Exercise prompt:
Filter these entries down to lines holding "core".

===== Data =====

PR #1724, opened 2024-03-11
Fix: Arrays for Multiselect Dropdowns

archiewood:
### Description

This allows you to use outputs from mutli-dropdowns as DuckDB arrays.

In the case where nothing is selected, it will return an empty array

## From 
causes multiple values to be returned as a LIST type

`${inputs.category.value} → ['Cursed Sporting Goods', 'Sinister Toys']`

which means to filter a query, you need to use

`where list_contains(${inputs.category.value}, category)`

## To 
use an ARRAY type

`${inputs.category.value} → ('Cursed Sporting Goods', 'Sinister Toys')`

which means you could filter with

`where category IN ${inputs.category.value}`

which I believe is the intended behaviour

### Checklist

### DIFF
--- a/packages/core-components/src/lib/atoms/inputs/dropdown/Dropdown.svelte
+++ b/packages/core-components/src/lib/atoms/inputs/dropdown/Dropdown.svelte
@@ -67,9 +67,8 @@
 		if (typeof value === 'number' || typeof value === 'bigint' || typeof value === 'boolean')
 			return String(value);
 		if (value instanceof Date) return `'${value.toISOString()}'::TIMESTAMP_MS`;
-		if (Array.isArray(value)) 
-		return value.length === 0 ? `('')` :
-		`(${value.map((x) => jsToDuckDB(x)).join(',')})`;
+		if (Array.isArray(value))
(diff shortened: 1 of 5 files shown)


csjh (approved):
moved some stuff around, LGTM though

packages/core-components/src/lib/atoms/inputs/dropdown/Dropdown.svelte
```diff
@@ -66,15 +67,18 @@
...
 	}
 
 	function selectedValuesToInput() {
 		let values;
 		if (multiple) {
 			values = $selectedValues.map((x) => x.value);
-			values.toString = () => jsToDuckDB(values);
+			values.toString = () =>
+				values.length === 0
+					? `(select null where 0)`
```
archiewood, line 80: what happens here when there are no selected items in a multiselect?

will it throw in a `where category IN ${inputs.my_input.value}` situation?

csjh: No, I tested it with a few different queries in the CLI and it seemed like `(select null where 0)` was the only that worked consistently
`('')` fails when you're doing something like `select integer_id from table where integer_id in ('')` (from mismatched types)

=====

Response below:
--- a/packages/core-components/src/lib/atoms/inputs/dropdown/Dropdown.svelte
+++ b/packages/core-components/src/lib/atoms/inputs/dropdown/Dropdown.svelte
packages/core-components/src/lib/atoms/inputs/dropdown/Dropdown.svelte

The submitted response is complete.